# Interview with GBATemp staff?



## Gagarin (Nov 11, 2009)

I don't know. Could be good idea. We can submit questions. I would start with that dushe Narin 
	

	
	
		
		

		
			




Is he cheating on his girlfriend/boyfriend as well as on DS


----------



## outgum (Nov 11, 2009)

Actually, This thread sparked an idea to me, Maybe you could Create a new section on the board somewhere and Call it "Get to know the team" Or something similar right! And in the section have a sub ection for each Admin, Mod etc. Maybe make the posts not go to your post count to avoid problems later down the line, but them Tempers can post and find out alittle more, or JUST talk to that particular staff etc, That would be really cool


----------



## Veho (Nov 11, 2009)

You have the Know Your Temps threads for that. and those staff members who weren't willing to participate there probably wouldn't be willing to participate in any "know your staff" threads. For various reasons. 

It's a shame most of the staff are too busy and overworked to just mingle. It's nice to see the staff as part of the forum, one of the guys/girls who just happen to keep the whole forum in order, and not some faceless bot whose sole purpose is to ban people and lock threads. Toni and ***drian and *mthrnite* are doing a great job, I wish more staff could just hang around sometimes.


----------



## Raika (Nov 11, 2009)

Veho said:
			
		

> ***drian







... 
	

	
	
		
		

		
		
	


	



What's up with the username?


----------



## azure0wind (Nov 11, 2009)

LOL
but...
yeah, i think it is a GREAT idea!


----------



## Minox (Nov 11, 2009)

Veho said:
			
		

> It's a shame most of the staff are too busy and overworked to just mingle. It's nice to see the staff as part of the forum, one of the guys/girls who just happen to keep the whole forum in order, and not some faceless bot whose sole purpose is to ban people and lock threads.
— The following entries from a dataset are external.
PR #397, opened 2017-04-23
Changing example in code documentation

rogeriozambon:
Hey,

I was reading the Entity and Repository code documentation and realized that the instance of an Entity class was wrong. In the documentation, the example guides as follows:

```ruby
2.3.4 (main)> class User
2.3.4 (main)>   include Hanami::Entity
2.3.4 (main)> end  
TypeError: wrong argument type Class (expected Module)
from (pry):2:in `include'
```

So I changed the documentation. Just it :smile:
Thanks guys.

### DIFF
--- a/lib/hanami/entity.rb
+++ b/lib/hanami/entity.rb
@@ -19,8 +19,7 @@ module Hanami
   # @example With Hanami::Entity
   #   require 'hanami/model'
   #
-  #   class Person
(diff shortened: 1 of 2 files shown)


cllns:
great find. thank you! The reason this was there was because `Hanami::Entity` used to be a module :)

PR #400, opened 2017-05-04
Support for rom-sql 1.3 and dry-types 0.10

jodosha:
The recent changes introduced by `rom-sql` 1.3 and `dry-types` 0.10 led to a failure in our build. When an inferred **and** mapped schema are used together, the attributes of an entity weren't coerced.

Example:

```ruby
class Operator < Hanami::Entity
end

class OperatorRepository < Hanami::Repository
  self.relation = :t_operator

  mapping do
    attribute :id,   from: :operator_id
    attribute :name, from: :s_name
  end
end

operator = Operator.new(name: :foo)
operator.name
# => :foo
# WRONG, expected "foo"
```

---

After a long chat with @flash-gordon (thank you again, man), I decided to bump the dependencies of `rom-sql` and `dry-types` for us and to us a new API from `dry-types` to internally convert database types into DRY/Hanami types.

---

/cc @hanami/core

### DIFF
--- a/lib/hanami/model/sql/types.rb
+++ b/lib/hanami/model/sql/types.rb
@@ -34,26 +34,26 @@ module Hanami
           # @since 0.7.0
           # @api private
           MAPPING = {
-            Types::String.with(meta: {})            => Schema::String,
-            Types::Int.with(meta: {})               => Schema::Int,
-            Types::Float.with(meta: {})             => Schema::Float,
-            Types::Decimal.with(meta: {})           => Schema::Decimal,
-            Types::Bool.with(meta: {})              => Schema::Bool,
-            Types::Date.with(meta: {})              => Schema::Date,
-            Types::DateTime.with(meta: {})          => Schema::DateTime,
-            Types::Time.with(meta: {})              => Schema::Time,
-            Types::Array.with(meta: {})             => Schema::Array,
-            Types::Hash.with(meta: {})              => Schema::Hash,
-            Types::String.optional.with(meta: {})   => Schema::String,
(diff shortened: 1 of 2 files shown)


lib/hanami/model/sql/types.rb
```diff
@@ -34,26 +34,26 @@ module Schema
...
+            Types::Int.pristine               => Schema::Int,
+            Types::Float.pristine             => Schema::Float,
+            Types::Decimal.pristine           => Schema::Decimal,
+            Types::Bool.pristine              => Schema::Bool,
+            Types::Date.pristine              => Schema::Date,
+            Types::DateTime.pristine          => Schema::DateTime,
+            Types::Time.pristine              => Schema::Time,
+            Types::Array.pristine             => Schema::Array,
+            Types::Hash.pristine              => Schema::Hash,
+            Types::String.optional.pristine   => Schema::String,
```
flash-gordon: @jodosha I'm not sure if we need this now

jodosha: @flash-gordon What is "this", specifically? 😉  `#pristine`? `#optional` types? The whole mapping?

flash-gordon: sorry, all the optionals :) since you unwrap them before calling `.fetch`

jodosha: @flash-gordon I see. By returning `unwrapped` (aka skipping `MAPPING.fetch`) I get three failures.

By debugging this scenario, I noticed that `unwrapped` still doesn't coerce values.

jodosha:
Merging this as it fixes the build for all the branches and PRs.

PR #405, opened 2017-05-19
Do not override class-level input in commands (fixes #404)

### LINKED ISSUE #404: Stack Overflow on thousands `update` call
You could try this code block.

```ruby
repo = FooRepository.new
3700.times { repo.update(1, bar: 1) }
```

This code got Stack Overflow when it reached around 3650th iteration.
Assuming that there are 3 Hanami customized methods in the update method, which is subclass of ROM::Repo. and That methods was getting propagated every time update method had been called.

flash-gordon:
The previous version modified class-level state on each command call. This led to a big performance impact and ended up with a StackOverfow exception. The new code still builds inputs on every request but this can be optimized in future.

### DIFF
--- a/lib/hanami/model/plugins/mapping.rb
+++ b/lib/hanami/model/plugins/mapping.rb
@@ -37,8 +37,8 @@ module Hanami
           # @since 0.7.0
           # @api private
           def build(relation, options = {})
-            input(InputWithMapping.new(relation, input))
-            super(relation, options.merge(input: input))
+            wrapped_input = InputWithMapping.new(relation, options.fetch(:input) { input })
+            super(relation, options.merge(input: wrapped_input))
           end
         end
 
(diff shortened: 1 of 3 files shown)


solnic:
Where was this happening? For some reason I can't see it in the diff

flash-gordon:
@solnic with every `UpdateCommand.build` call. Calling `Command.input(new_input(input))` sets class-level `input` and with every call it gets bigger because previous input is stored inside a new one.

solnic:
@flash-gordon ahh 💩 right. that's why I've been thinking about freezing classes on finalization...something to do in rom 4.0 :)

flash-gordon:
yes, good idea, however it's not that easy, command classes can be created by the command compiler after finalization

solnic:
@flash-gordon auto-commands should be frozen too, I'll keep that in mind when working on rom 4.0

jodosha:
@flash-gordon Thank you very much for this PR. 💯

Issue #412, opened 2017-07-12
Automated setting of created_at does not work


BenBach:
I have a repository with a created_at column with `Null: false` constraint. My database is postgresql

When I try to do a create similar to the example code from the guide it fails because created_at can't be null (http://hanamirb.org/guides/models/repositories/)

```
repository = BookRepository.new
book = repository.create(title: "Hanami")
```

Expected: `created_at` is set automatically

BenBach:
I found the problem:

If only a created_at column is existing this does not work. Once I add the updated_at column it works
I think having only a created at column should work as well (eg. in case of immutable objects)

TiteiKo:
Hi @BenBach, thanks for reporting this!

I've made a quick fix, could you review it please? :)

BenBach:
@TiteiKo I did. Thanks for fixing it so quick. :-)

jodosha:
Fixed by #413

PR #413, opened 2017-07-12
Fix timestamps for models not having updated_at column.

TiteiKo:
Fix for #412 

(full disclosure: this is a quick fix, `value[:updated_at]` will still be set, but, as it's not in the schema, won't be present in the returned object)

### DIFF
--- a/lib/hanami/model/plugins/timestamps.rb
+++ b/lib/hanami/model/plugins/timestamps.rb
@@ -24,7 +24,7 @@ module Hanami
           def initialize(relation, input)
             super
             columns     = relation.columns.sort
-            @timestamps = (columns & TIMESTAMPS).count.positive?
+            @timestamps = columns & TIMESTAMPS
           end
 
           # Processes the input
@@ -49,7 +49,7 @@ module Hanami
           # @since 0.7.0
           # @api private
           def timestamps?
-            @timestamps
+            !@timestamps.empty?
           end
         end
 
@@ -63,7 +63,7 @@ module Hanami
           # @since 0.7.0
           # @api private
           def _touch(value, now)
-            value[:updated_at] ||= now
+            value[:updated_at] ||= now if @timestamps.include?(:updated_at)
             value
           end
         end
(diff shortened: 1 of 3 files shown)


lib/hanami/model/plugins/timestamps.rb
```diff
@@ -24,7 +24,7 @@ class InputWithTimestamp < WrappingInput
           def initialize(relation, input)
             super
             columns     = relation.columns.sort
-            @timestamps = (columns & TIMESTAMPS) == TIMESTAMPS
+            @timestamps = (columns & TIMESTAMPS).count.positive?
```
pettomartino: isn't `!(columns & TIMESTAMPS).empty?` more efficient?

And just for the sake of knowledge let me ask you,  I know it was previously there but isn't better to have the boolean check (either `.count.positive?` or `.empty?` placed in `timestamp?` method instead of in the initializer?

TiteiKo:
@pettomartino Yep, you're wright. I think part of my brain was still asleep yesterday.

So, this PR is now a nice PR and not a quick (and dirty) bugfix: no setting up updated_at if it doesn't exist :sparkles: 

@pettomartino @BenBach Please review again?
ping @hanami/core

lib/hanami/model/plugins/timestamps.rb
```diff
@@ -24,7 +24,7 @@ class InputWithTimestamp < WrappingInput
           def initialize(relation, input)
             super
             columns     = relation.columns.sort
```
TiteiKo: What's the point of sorting the columns here, or even instantiating `columns`? :confused:

pettomartino: Previously when it was `== TIMESTAMPS` it was important. There's no need anymore. 
You could also remove the temp var
`@timestamps = relation.columns & TIMESTAMPS`

TiteiKo: Yep, that's what I meant by "what's the point of [...] instantiating `columns`" ;)

Anyway, that's cleaned up too

PR #415, opened 2017-07-17
handles special characters

olistik:
The ENV variable `PGPASSWORD` needs a string that is not percent-encoded, even though the official documentation states otherwise:

https://www.postgresql.org/docs/current/static/libpq-envars.html

> PGPASSWORD behaves the same as the password connection parameter.

https://www.postgresql.org/docs/current/static/libpq-connect.html

> Percent-encoding may be used to include symbols with special meaning in any of the URI parts.

Fixes https://github.com/hanami/hanami/issues/804

### DIFF
--- a/lib/hanami/model/sql/consoles/postgresql.rb
+++ b/lib/hanami/model/sql/consoles/postgresql.rb
@@ -59,7 +59,7 @@ module Hanami
           # @since 0.7.0
           # @api private
           def configure_password
-            ENV[PASSWORD] = @uri.password unless @uri.password.nil?
+            ENV[PASSWORD] = URI.decode(@uri.password) unless @uri.password.nil?
           end
         end
       end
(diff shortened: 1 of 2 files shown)


TiteiKo:
Do you think you could add a test to prevent regressions?

olistik:
I’m having a problem running the tests..
I added this:

```ruby
    context 'when the password contains percent encoded characters' do
      let(:uri) { URI.parse('postgres://username:p%40ss@localhost:1234/foo_development') }

      it 'sets the PGPASSWORD environment variable decoding special characters' do
        console.connection_string
        expect(ENV['PGPASSWORD']).to eq('WRONG')
        ENV.delete('PGPASSWORD')
      end
    end
```

to `spec/unit/hanami/model/sql/console/postgresql.rb`

and then ran:

- `rspec`
- `bundle exec rake spec:all`
- `rspec spec/unit/hanami/model/sql/console/postgresql.rb`

but in each case I can’t see the expected failure.

Am I missing something obvious?

TiteiKo:
`DB=postgresql bundle exec rake spec:all`

olistik:
@TiteiKo let me know if the provided test is enough or if you'd like to cover more cases :-)

TiteiKo (approved):

AlfonsoUceda (approved):
perfect @olistik, great investigation and thanks for the PR

mereghost (approved):

PR #419, opened 2017-07-25
Feature: Support for many-to-many associations

mereghost:
# Support for Many-To-Many

Many-to-many associations offer some distinct challenges, the main one is that there's an association table involved.

```sql lite
CREATE TABLE books (
  id integer PRIMARY KEY
  title text NOT NULL
)

CREATE TABLE categories (
  id integer PRIMARY KEY
  name text NOT NULL
)

CREATE TABLE books_categories (
  id integer PRIMARY KEY
  book_id integer REFERENCES books(id) ON DELETE CASCADE
  category_id integer REFERENCES categories(id) ON DELETE CASCADE
)
```

Also a frequently you'd want to store aditional data on the association record, like timestamps and whatnot.

```ruby
class Book < Hanami::Entity ; end
class Category < Hanami::Entity ; end
class BooksCategories < Hanami::Entity ; end # association entity

class BookRepository < Hanami::Repository
  associations do
    has_many :categories, through: :books_categories
  end
end

class CategoryRepository < Hanami::Repository
  associations do
    has_many :books, through: :books_categories
  end
end

class BooksCategoriesRepository < Hanami::Repository # association repository
  associations do
    belongs_to :books
    belongs_to :categories
  end
end
```

## What operations will we offer

- Retrieving the associated records (`#assoc`)
- Retrieving all associated records as an Array of Entities (`#to_a`)
- Iterating through the associated records (`#each`)
- Map operations through the associated records (`#map`)

These 4 operations obey the rules set by our, already shipped, `has_many` association implementation.

- Creating the association (`#add`)
- Deleting the association (`#remove`)

These 2 differ somewhat and there's no point in `update` this kind of association.

### `#add(*data)`

Contrary to the `has_many` `#add`, this won't create a record on the associated table (as it would make little sense at first) but instead create records on the association table returning those records.

`data ` here is either one or a list of entites/hashes with `:id` keys.

### `#remove(entity)`

While the `has_many` implementation merely nulls the association foreign key, here it might not be an options as it may lead to weird results (4 associations  but only 3 objects), so we delete the association record.

For this we first query the table for the `id` of the association record (using the `through` relation) and then we delete it.

### Why `has_many :through`?	

The main reason is that ROM does not support out of the box `has_and_belongs_to_many`, so we could implement this, but would be all our code to support.

Also IMO `habtm` is rarely used in the wild as we usually need to record some metadata with the association table. With that in mind, `#add` and `#remove` would be made useless, but they cover the `habtm` usage somewhat.


mereghost:
Also, I tried to hide the association relation and entity. I failed. 😭

.gitignore
```diff
@@ -19,3 +19,4 @@ spec/reports
 test/tmp
 test/version_tmp
 tmp
+.idea
```
cllns: mysterious 😮

cllns:
Great work!

I think `has_and_belongs_to_many` is an anti-pattern, and only supporting `has_many :through` is more in line with Hanami's philosophy :)

Just want to clarify, `BooksCategoriesRepository` doesn't need to have that exact name, right? It could be `BookCategoryAssignmentsRepository`, for example. It computes the class name based on the `:through` key, not the names of the repositories. Is that right?

.gitignore
mereghost: I'm hiding my ideas. ;)

On a more serious tone, I frequently use Jetbrains RubyMine while doing some pretty hardcore stuff like big refactors, debugging using a, well, debugger (usually I'm a `p` debugger) and it creates this frigging directory in the root of the project. =)

mereghost:
Yeah. The name of the repository is irrelevant, I just used the current convention to not throw in more info. 

```sql
CREATE TABLE book_ontologies (
  id integer PRIMARY KEY
  book_id integer REFERENCES books(id) ON DELETE CASCADE
  category_id integer REFERENCES categories(id) ON DELETE CASCADE
)
```

```ruby
class BookOntology < Hanami::Entity ; end

class BookRepository < Hanami::Repository
  associations do ;  has_many :categories, through: :book_ontologies ; end
end

class BookOntology < Hanami::Repository
  associations do ; belongs_to :books ; belongs_to :categories ; end
end
```
This should work. The parameter for `through` is the relation name for the association relation.

.gitignore
cllns:
```
git config --global core.excludesfile ~/.gitignore_global # if you don't already have one
echo ".idea" >> ~/.gitignore_global
```
:)

mereghost: =D I still need to get my new laptop up to speed with my dotfiles.

But TBH I just commited this by mistake. xD I'll revert later.

mereghost:
@hanami/core anyone against merging this into **develop**?

jodosha (approved):
@mereghost The code LGTM. I haven't tried it yet in a project, but will do soon. 👍 TYVM for this feature! 💯

jodosha:
@mereghost I'd like to merge the latest fix in master, rebase develop and then merge this.

PR #421, opened 2017-08-01
Don't remove migrations if `Migrator#apply` fails to dump the database

### LINKED ISSUE #408: DB apply command removes migrations even if fail
Hi,

It isn't major bug but I had following inconsistency on my local environment:

```
pg_dump: server version: 9.6.3; pg_dump version: 9.5.5
pg_dump: aborting because of server version mismatch
pg_dump: server version: 9.6.3; pg_dump version: 9.5.5
pg_dump: aborting because of server version mismatch
```

When I used the `bundle exec hanami db apply` command it didn't filled up the `schema.sql` file but still removed all my migrations. Fortunately we have git ;P

jodosha:
Fixes #408

### DIFF
--- a/lib/hanami/model/migrator/adapter.rb
+++ b/lib/hanami/model/migrator/adapter.rb
@@ -133,12 +133,6 @@ module Hanami
         def new_connection(global: false)
           uri = global ? connection.global_uri : connection.uri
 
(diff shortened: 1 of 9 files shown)


jodosha:
Closed in favor of #424

PR #615, opened 2016-11-29
Fix incorrectly named variable in rake task

dougdroper:


kevindew:
While you're fixing there's also a typo in the description

dougdroper:
@kevindew updated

Toni and ***drian and *mthrnite* are doing a great job, I wish more staff could just hang around sometimes.


One word: IRC


----------



## Veho (Nov 11, 2009)

Minox_IX said:
			
		

> One word: IRC


One word: forum.


----------



## Minox (Nov 11, 2009)

Veho said:
			
		

> Minox_IX said:
> 
> 
> 
> ...


Two words: no u


----------



## Veho (Nov 11, 2009)

Minox_IX said:
			
		

> Two words: no u


Exactly.


----------



## Law (Nov 11, 2009)

Most of the questions would probably be "how do i become staff?" and "can i be staff?".


----------



## Vulpes Abnocto (Nov 11, 2009)

Gagarin said:
			
		

> I would start with that dushe Narin



1: Learn to spell.
2: Narin's a fine fellow, and there's no reason to slander his name here.
3: Any staff that are willing to be interrogated have already signed up for the Know Your Temps thread.

EDIT:
4: Law is quite right.


----------



## outgum (Nov 11, 2009)

I guess Law is right.... also 


			
				QUOTE said:
			
		

> One word: IRC


Could IRC be considered three words, hence IRC is a acronym...
idk XD


----------



## Gagarin (Nov 11, 2009)

Vulpes Abnocto said:
			
		

> Gagarin said:
> 
> 
> 
> ...



1: Sorry for misspelling douche 
	

	
	
		
		

		
		
	


	




 Never used it so I was not sure how to spell it. I'll trust on your knowledge on that one
Beside of the fact, that now you made me calling him a real bad name:|
Please tell me that you knew it was a joke.

2: Yes, You are right - probably everybody likes Narin, but not everybody got my joke.

3: I was thinking about something different than KYT, more for fun. To be honest, I love peoples sense of humor and I wish to read something like that. 
Narin is a smart guy, and I wish I could see how he would handle some ridiculous questions.

4: I think you misinterpreted the whole sentence. It did not support DUI, DWI or using of drugs. It just tells you about more creative way of usage of it (instead of just getting high). There will be no good music in 60 or 70 if musicians would not use some drugs. That is my opinion, but of course I respect yours.

P.S.
Have a nice day (somewhere else)


----------



## Vulpes Abnocto (Nov 13, 2009)

I'm not sure where your fourth point came from....but I agree with it.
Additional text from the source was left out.